● Work instructions: With both ends included, transcribe exactly the records below from their first line to the line that contains "2. **Keep results".
Records to process: Begin
PR #2007, opened 2026-08-14
refactor(eval): address on-demand review feedback

jariy17:
Follow-up to #1983: makes on-demand evaluation failures easier to classify and removes review-identified noise.

## Changes

- Missing runtime telemetry now throws `ResourceNotFoundError`.
- Failed CloudWatch queries now throw `CloudWatchQueryError` with query status and ID metadata.
- Malformed telemetry produces at most one warning per command.
- Repeated validation tests now use `test.each`.
- Redundant and drift-prone comments were removed.

## Decisions

1. **Fail fast:** one session can require multiple `Evaluate` calls. Continuing after one fails could return incomplete results while appearing successful.
2. **Keep results flat:** `context.spanContext.sessionId` supports per-session filtering without changing the SDK response shape.
3. **Defer a generic poller:** extract one when another production caller needs the same behavior.
4. **Keep window resolvers separate:** batch feeds the API's `DataSourceConfig`, including CloudWatch log groups and `onlineEvaluationConfigArn`; on-demand feeds client-side Logs Insights.

## Verification

- Build, typecheck, lint, changed-file formatting, and focused tests pass.
- Full suite: 1,373 tests pass.


src/handlers/eval/ondemand/ondemand.test.tsx
```diff
@@ -41,6 +71,85 @@ async function run(args: string[], configure?: (core: TestCoreClient) => void) {
   return { core, stdout: io.stdout(), stderr: io.stderr() };
 }
 
+async function runWithRealCore(options: LogsOptions, logger = createSilentLogger()) {
```
Hweinstock, line 81: should this use the fixture pattern? Might be a little harder to trigger these cases, but seems possible unless i'm missing something.

Hweinstock (commented):
thanks for coming back to this! one question on the testing pattern, otherwise lgtm.

Hweinstock:
is this from this PR? 
```

Run bun run format:check
$ prettier --check .
Checking formatting...
[warn] src/core/types.tsx
[warn] Code style issues found in the above file. Run Prettier with --write to fix.
error: script "format:check" exited with code 1
```

src/handlers/eval/ondemand/ondemand.test.tsx
jariy17: Kept it on inline stubs on purpose. The fixture harness records against a live account; these cases can't be provoked there:

1. Query resolving `Failed`/`Cancelled`/`Timeout`
2. Runtime log group missing while `aws/spans` exists
3. Malformed telemetry rows — this test also asserts logger warnings, which the fixture `run()` helper (silent logger, stdout only) can't capture

Same `.send()` seam, same real `CoreClient`, so it's the deterministic counterpart for the negative paths, not a weaker test. Added a comment saying so in `ab60ff5`.

jariy17:
> is this from this PR?

Yes — dropped semicolon in `src/core/types.tsx:40`. Restored it in `ab60ff5`; `bun run format:check` is clean now.

Hweinstock (approved):

aidandaly24 (approved):

PR #2011, opened 2026-08-17
fix: fix the build command to build a project that has no deployment targets

notgitika:
Error:

`project build` failed on every freshly created project:

```
AgentCore CDK synthesis failed: No deployment targets configured.
Please define targets in agentcore/aws-targets.json
```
Records to process: End
● Task output:
PR #2007, opened 2026-08-14
refactor(eval): address on-demand review feedback

jariy17:
Follow-up to #1983: makes on-demand evaluation failures easier to classify and removes review-identified noise.

## Changes

- Missing runtime telemetry now throws `ResourceNotFoundError`.
- Failed CloudWatch queries now throw `CloudWatchQueryError` with query status and ID metadata.
- Malformed telemetry produces at most one warning per command.
- Repeated validation tests now use `test.each`.
- Redundant and drift-prone comments were removed.

## Decisions

1. **Fail fast:** one session can require multiple `Evaluate` calls. Continuing after one fails could return incomplete results while appearing successful.
2. **Keep results flat:** `context.spanContext.sessionId` supports per-session filtering without changing the SDK response shape.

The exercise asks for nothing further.